* [Try it] The answer must be the full listing, reproduced word for word.
■ ■ ■
PR #762, opened 2026-09-01
fix(gateway): populate TurnRunner reference for memory write refresh callbacks

haririya:
Fixes #761

### Summary
Populates `svc._turn_runner_ref` in `build_turn_runner_from_services` so that `_on_memory_write` callbacks properly invoke `refresh_memory_snapshot(agent_id)` on active `TurnRunner` instances when memory write events occur.

### Key Changes
1. **`src/agentos/gateway/boot.py`**:
   - Modified `build_turn_runner_from_services` to populate `svc._turn_runner_ref` with the created `runner` instance before returning.

2. **`tests/test_turn_runner_memory_refresh_wiring.py`**:
   - Added unit test verifying `_turn_runner_ref` population and `refresh_memory_snapshot` execution on `_on_memory_write`.

### Verification
- `uv run pytest tests/test_turn_runner_memory_refresh_wiring.py -q` (1 passed)
- `uv run ruff check src/agentos/gateway/boot.py tests/test_turn_runner_memory_refresh_wiring.py` (Clean)
- `uv run mypy src/agentos/gateway/boot.py --show-error-codes` (Success)

PR #821, opened 2026-09-01
fix(gateway): populate _turn_runner_ref in build_turn_runner_from_ser…

### LINKED ISSUE #761: [Bug]: Memory write callbacks silently skip refresh_memory_snapshot due to unpopulated _turn_runner_ref
## Problem Statement
In `src/agentos/gateway/boot.py`, `_turn_runner_ref = []` is initialized and captured inside `_on_memory_write` to invoke `_turn_runner_ref[0].refresh_memory_snapshot(agent_id)` whenever a memory write event occurs (`memory_save`, `memory`).
However, `build_turn_runner_from_services` constructed the `TurnRunner` instance without populating `svc._turn_runner_ref`. As a result, `_turn_runner_ref` remained empty (`[]`), causing memory write callbacks to silently skip updating memory snapshots on active runners.

## Proposed Solution
- Update `build_turn_runner_from_services` in `src/agentos/gateway/boot.py` to assign the constructed `TurnRunner` instance into `svc._turn_runner_ref` before returning.
- Add a unit test in `tests/test_turn_runner_memory_refresh_wiring.py` verifying that `build_turn_runner_from_services` populates `svc._turn_runner_ref` and triggers `refresh_memory_snapshot` when `_on_memory_write` is called.

## Verification
- `uv run pytest tests/test_turn_runner_memory_refresh_wiring.py -q` (1 passed)
- `uv run ruff check src/agentos/gateway/boot.py tests/test_turn_runner_memory_refresh_wiring.py` (Clean)
- `uv run mypy src/agentos/gateway/boot.py --show-error-codes` (Success)

Tiktokaiagent:
## Summary

`_on_memory_write` callback refreshes the memory snapshot on the active TurnRunner via `_turn_runner_ref[0]`. This ref was only populated by `start_gateway_server` — CLI and standalone TUI paths (`agent_cmd.py`, `standalone_runtime.py`) silently skipped `refresh_memory_snapshot` on every memory write.

## Fix

1. **`build_turn_runner_from_services`**: populate `_turn_runner_ref` after constructing TurnRunner — covers all three callers at once
2. **`start_gateway_server`**: removed the now-redundant append
3. **Attribute guard**: create `_turn_runner_ref` if nonexistent for CLI/standalone paths

## Changes

- `src/agentos/gateway/boot.py`: 12 lines added/modified
- `tests/test_gateway/test_router_boot.py`: regression test

## Verification

- ✅ `ruff check` — clean
- ✅ `pytest tests/test_gateway/test_router_boot.py -k "build_turn_runner or populates_turn_runner"` — **3/3 passed**

Fixes #761

### DIFF
--- a/src/agentos/gateway/boot.py
+++ b/src/agentos/gateway/boot.py
@@ -2042,7 +2042,7 @@ def build_turn_runner_from_services(
     def _standalone_lock_provider(session_key: str) -> _asyncio.Lock:
         return _standalone_locks.setdefault(session_key, _asyncio.Lock())
 
-    return TurnRunner(
+    turn_runner = TurnRunner(
         provider_selector=svc.provider_selector,
         tool_registry=svc.tool_registry,
         session_manager=svc.session_manager,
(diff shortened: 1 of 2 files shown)


andreapn:
Issue #761 is fixed by #762, which is now merged.

#762 was picked because it uses `clear()` + `append()`, so repeated calls keep the current runner at index 0. This PR appends without clearing: a second `build_turn_runner_from_services(svc)` call on the same services object leaves `_turn_runner_ref[0]` pointing at the stale runner (so `_on_memory_write` refreshes a dead one) and the list grows unbounded.

PR #818, opened 2026-09-01
fix(skills): validate rpc-url scheme in robinhood chain stocks reader

Preciousuche:
### Summary closes #815 
`chain_stocks.py` now enforces that `rpc-url` and all target URLs use `http://` or `https://`, preventing unintended access to local files via `file://` or other custom URL schemes.
### Changes
- `src/agentos/skills/bundled/robinhood-chain-stocks/scripts/chain_stocks.py`:
  - Added `_validate_http_url(url: str)` to enforce `http://` or `https://` schemes.
  - Added schema validation to `_http_json()`.
  - Added `--rpc-url` validation in `main()` returning clean JSON error.
  - Added `argv: list[str] | None = None` parameter to `main()`.
- `tests/test_skill_robinhood_chain_stocks.py`:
■ ■ ■
* [Response area]
PR #762, opened 2026-09-01
fix(gateway): populate TurnRunner reference for memory write refresh callbacks

haririya:
Fixes #761

### Summary
Populates `svc._turn_runner_ref` in `build_turn_runner_from_services` so that `_on_memory_write` callbacks properly invoke `refresh_memory_snapshot(agent_id)` on active `TurnRunner` instances when memory write events occur.

### Key Changes
1. **`src/agentos/gateway/boot.py`**:
   - Modified `build_turn_runner_from_services` to populate `svc._turn_runner_ref` with the created `runner` instance before returning.

2. **`tests/test_turn_runner_memory_refresh_wiring.py`**:
   - Added unit test verifying `_turn_runner_ref` population and `refresh_memory_snapshot` execution on `_on_memory_write`.

### Verification
- `uv run pytest tests/test_turn_runner_memory_refresh_wiring.py -q` (1 passed)
- `uv run ruff check src/agentos/gateway/boot.py tests/test_turn_runner_memory_refresh_wiring.py` (Clean)
- `uv run mypy src/agentos/gateway/boot.py --show-error-codes` (Success)

PR #821, opened 2026-09-01
fix(gateway): populate _turn_runner_ref in build_turn_runner_from_ser…

### LINKED ISSUE #761: [Bug]: Memory write callbacks silently skip refresh_memory_snapshot due to unpopulated _turn_runner_ref
## Problem Statement
In `src/agentos/gateway/boot.py`, `_turn_runner_ref = []` is initialized and captured inside `_on_memory_write` to invoke `_turn_runner_ref[0].refresh_memory_snapshot(agent_id)` whenever a memory write event occurs (`memory_save`, `memory`).
However, `build_turn_runner_from_services` constructed the `TurnRunner` instance without populating `svc._turn_runner_ref`. As a result, `_turn_runner_ref` remained empty (`[]`), causing memory write callbacks to silently skip updating memory snapshots on active runners.

## Proposed Solution
- Update `build_turn_runner_from_services` in `src/agentos/gateway/boot.py` to assign the constructed `TurnRunner` instance into `svc._turn_runner_ref` before returning.
- Add a unit test in `tests/test_turn_runner_memory_refresh_wiring.py` verifying that `build_turn_runner_from_services` populates `svc._turn_runner_ref` and triggers `refresh_memory_snapshot` when `_on_memory_write` is called.

## Verification
- `uv run pytest tests/test_turn_runner_memory_refresh_wiring.py -q` (1 passed)
- `uv run ruff check src/agentos/gateway/boot.py tests/test_turn_runner_memory_refresh_wiring.py` (Clean)
- `uv run mypy src/agentos/gateway/boot.py --show-error-codes` (Success)

Tiktokaiagent:
## Summary

`_on_memory_write` callback refreshes the memory snapshot on the active TurnRunner via `_turn_runner_ref[0]`. This ref was only populated by `start_gateway_server` — CLI and standalone TUI paths (`agent_cmd.py`, `standalone_runtime.py`) silently skipped `refresh_memory_snapshot` on every memory write.

## Fix

1. **`build_turn_runner_from_services`**: populate `_turn_runner_ref` after constructing TurnRunner — covers all three callers at once
2. **`start_gateway_server`**: removed the now-redundant append
3. **Attribute guard**: create `_turn_runner_ref` if nonexistent for CLI/standalone paths

## Changes

- `src/agentos/gateway/boot.py`: 12 lines added/modified
- `tests/test_gateway/test_router_boot.py`: regression test

## Verification

- ✅ `ruff check` — clean
- ✅ `pytest tests/test_gateway/test_router_boot.py -k "build_turn_runner or populates_turn_runner"` — **3/3 passed**

Fixes #761

### DIFF
--- a/src/agentos/gateway/boot.py
+++ b/src/agentos/gateway/boot.py
@@ -2042,7 +2042,7 @@ def build_turn_runner_from_services(
     def _standalone_lock_provider(session_key: str) -> _asyncio.Lock:
         return _standalone_locks.setdefault(session_key, _asyncio.Lock())
 
-    return TurnRunner(
+    turn_runner = TurnRunner(
         provider_selector=svc.provider_selector,
         tool_registry=svc.tool_registry,
         session_manager=svc.session_manager,
(diff shortened: 1 of 2 files shown)


andreapn:
Issue #761 is fixed by #762, which is now merged.

#762 was picked because it uses `clear()` + `append()`, so repeated calls keep the current runner at index 0. This PR appends without clearing: a second `build_turn_runner_from_services(svc)` call on the same services object leaves `_turn_runner_ref[0]` pointing at the stale runner (so `_on_memory_write` refreshes a dead one) and the list grows unbounded.

PR #818, opened 2026-09-01
fix(skills): validate rpc-url scheme in robinhood chain stocks reader

Preciousuche:
### Summary closes #815 
`chain_stocks.py` now enforces that `rpc-url` and all target URLs use `http://` or `https://`, preventing unintended access to local files via `file://` or other custom URL schemes.
### Changes
- `src/agentos/skills/bundled/robinhood-chain-stocks/scripts/chain_stocks.py`:
  - Added `_validate_http_url(url: str)` to enforce `http://` or `https://` schemes.
  - Added schema validation to `_http_json()`.
  - Added `--rpc-url` validation in `main()` returning clean JSON error.
  - Added `argv: list[str] | None = None` parameter to `main()`.
- `tests/test_skill_robinhood_chain_stocks.py`:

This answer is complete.